* **Task instructions**: A copy is needed of each line in the records that has the word "anastasiia".

[Stored data entries]
::::
PR #2015, opened 2022-05-19
feat: show min properties max properties

### LINKED ISSUE #1343: Show minProperties/maxProperties constraints for additionalProperties
It seems like a bug or missing feature that Redoc-powered API docs don't show constraints for `additionalProperties`.

For example, when we indicate `minItems: 1` on an array, it shows the `non-empty` flag:

Screen Shot 2020-08-06 at 2 13 28 PM

But there's no such equivalent indicator on the nested `additionalProperties` field below, which uses `minProperties: 1`. Likewise, there's no indicator that it should be _exactly_ 1 in this case, because there's also `maxProperties: 1` as well.

Here's a snippet of the OpenAPI that produced the above screenshot

```
  SubscriptionRule:
    type: object
    required:
    - clauses
    properties:
      clauses:
        type: array
        minItems: 1
        description: |
          A rule can have multiple clauses, all of which must match for the rule to match.
          In other words, multiples clauses are `AND`'d together for evaluation.
        items:
          '$ref': '#/components/schemas/SubscriptionClause'

  SubscriptionClause:
    oneOf:
      ...
      - type: object
        description: Filter for alerts with properties that match the given name and value (exact string match)
        additionalProperties:
          type: string
          description: The name and value of the alert attribute to match
        minProperties: 1
        maxProperties: 1
        example:
          severity: info
```

Note: I'm sure there are complications, e.g., OpenAPI supports `minProperties`/`maxProperties` on objects with existing properties, not just the free-form `additionalProperties` field. So some design decisions will need to be made here. 😬

anastasiia-developer:
## What/Why/How?
close #1343 
## Screenshots (optional)
Screenshot 2022-05-18 at 20 38 13

Screenshot 2022-05-18 at 19 04 56
Screenshot 2022-05-18 at 19 05 23
Screenshot 2022-05-18 at 19 05 41
Screenshot 2022-05-18 at 19 07 43

## Check yourself

- [x] Code is linted
- [x] Tested

### DIFF
--- a/demo/openapi.yaml
+++ b/demo/openapi.yaml
@@ -88,7 +88,7 @@ paths:
     parameters:
       - name: Accept-Language
         in: header
-        description: "The language you prefer for messages. Supported values are en-AU, en-CA, en-GB, en-US"
+        description: 'The language you prefer for messages. Supported values are en-AU, en-CA, en-GB, en-US'
         example: en-US
         required: false
         schema:
@@ -254,7 +254,7 @@ paths:
           required: false
           schema:
             type: string
-          example: "Bearer <TOKEN>"
+          example: 'Bearer <TOKEN>'
         - name: petId
           in: path
           description: Pet id to delete
@@ -401,6 +401,7 @@ paths:
             application/json:
               schema:
                 type: object
+                minProperties: 2
                 additionalProperties:
                   type: integer
                   format: int32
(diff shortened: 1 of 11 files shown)


zalesky (approved):

AlexVarchuk (approved):

clarencedesmarais:
I still see the `non-empty` field in `2.0.0-rc.76`, which is currently the latest version. 
image

Issue #2017, opened 2022-05-23
Lost functionality over weekend (worked on Friday) `oneOf` names not working and lost drop examples


cleverly87:
**Describe the bug**
oneOf functionality not displaying the tag names of the correct schema that it references to. 
Also the drop down JSON examples that had been hard coded are no long available in the third column.

**Expected behavior**

**Minimal reproducible OpenAPI snippet(if possible)**
I will copy a trail of the links as the API doc is huge.

PATH
"/localSolutions/GB/identitysearch": {
      "post": {
        "tags": [
          "GB Consumers and AML"
        ],
        "summary": "Submits a GB Consumer or AML Search",
        "description": "Submits a GB Consumer or AML depnding on the Product provided. Validates criteria for each individual search before submitting, and may return a list of error strings instead." ,
        "parameters": [
          {
            "$ref": "#/components/parameters/authToken"
          }
        ],
        "requestBody": {
            "$ref": "#/components/requestBodies/Identity" 
                              },
        

  "requestBodies": {
      "Identity": {
        "description": "Select the `products` tab for the request body for each of the products `AML` and `Consumer`",
          "content": {
              "application/json": {
                  "schema": {
                      "allOf": [
                        {
                         "description": "Identity Search",
                              "title": "Identity"
                        },
                        {
                          "$ref": "#/components/schemas/Connect.GBConsumer"
                        }
                      ]
      }
              
    }
  }               
 }
},

 "Connect.GBConsumer": {
        "type":	"object",       
          "description":	"Select product type for object parameters and example body.\n\n Options for an `AML Search` or `Consumer Search`",
               "oneOf": [
                {
                  "$ref" :	"#/components/schemas/AMLSearch"
                },
                {
                   "$ref": "#/components/schemas/consumerSearch"
                }
            ]        
          },      

      "AMLSearch": {
        "description":	"Search parameters for AML product",
        "properties":	{   
          "UniqueId":	{
            "type":	"string",
            "nullable":	true
          },
          "common": {
            "description": "Person search criteria",	
            "allOf":	[
            {
              "$ref":	"#/components/schemas/Connect.Identity.CommonSearchCriteria"
            }                      
          ]  
        }, 
          "consumer": {
            "description": "Second person search option",
            "$ref": "#/components/schemas/Connect.Identity.ConsumerSearchCriteria"
        },      
          "iDAml":	{
            "description":	"Reference to bank account detail search",
            "allOf":	[
              {
[...]

PR #2020, opened 2022-05-23
fix: merge allOf in correct order

AlexVarchuk:
## What/Why/How?
after releasing the conditional operators we have a problem with merging oneOf, anyOf, and other parts of the schema.

fixes https://github.com/Redocly/redoc/issues/2017

## Screenshots (optional)
Screenshot 2022-05-23 at 15 32 44

## Check yourself

- [x] Code is linted
- [x] Tested

### DIFF
--- a/src/services/OpenAPIParser.ts
+++ b/src/services/OpenAPIParser.ts
@@ -274,6 +274,9 @@ export class OpenAPIParser {
         properties,
         items,
         required,
+        oneOf,
+        anyOf,
+        title,
         ...otherConstraints
       } = subSchema;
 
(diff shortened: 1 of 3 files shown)


Oprysk (approved):

src/services/OpenAPIParser.ts
```diff
@@ -324,9 +329,25 @@ export class OpenAPIParser {
         receiver.required = (receiver.required || []).concat(required);
       }
 
+      if (oneOf !== undefined) {
+        receiver.oneOf = [...(receiver?.oneOf || []), ...oneOf];
```
RomanHotsiy, line 333: This is not 100% valid. We can't just merge oneOf's. But this is not needed. We hoist oneOfs to the top-level before.

src/services/OpenAPIParser.ts
```diff
@@ -324,9 +329,25 @@ export class OpenAPIParser {
...
+      }
+
+      if (anyOf !== undefined) {
+        receiver.anyOf = [...(receiver?.oneOf || []), ...anyOf];
```
RomanHotsiy, line 337: Same here.

src/services/OpenAPIParser.ts
```diff
@@ -324,9 +329,25 @@ export class OpenAPIParser {
...
+      }
+
+      if (examples !== undefined) {
+        receiver.examples = [...(receiver.examples || []), ...examples];
```
RomanHotsiy, line 341: I think we shouldn't merge examples too. Let's just overwrite.

RomanHotsiy (changes requested):

anastasiia-developer (approved):

RomanHotsiy (approved):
::::
* **Task output**:
anastasiia-developer:
anastasiia-developer (approved):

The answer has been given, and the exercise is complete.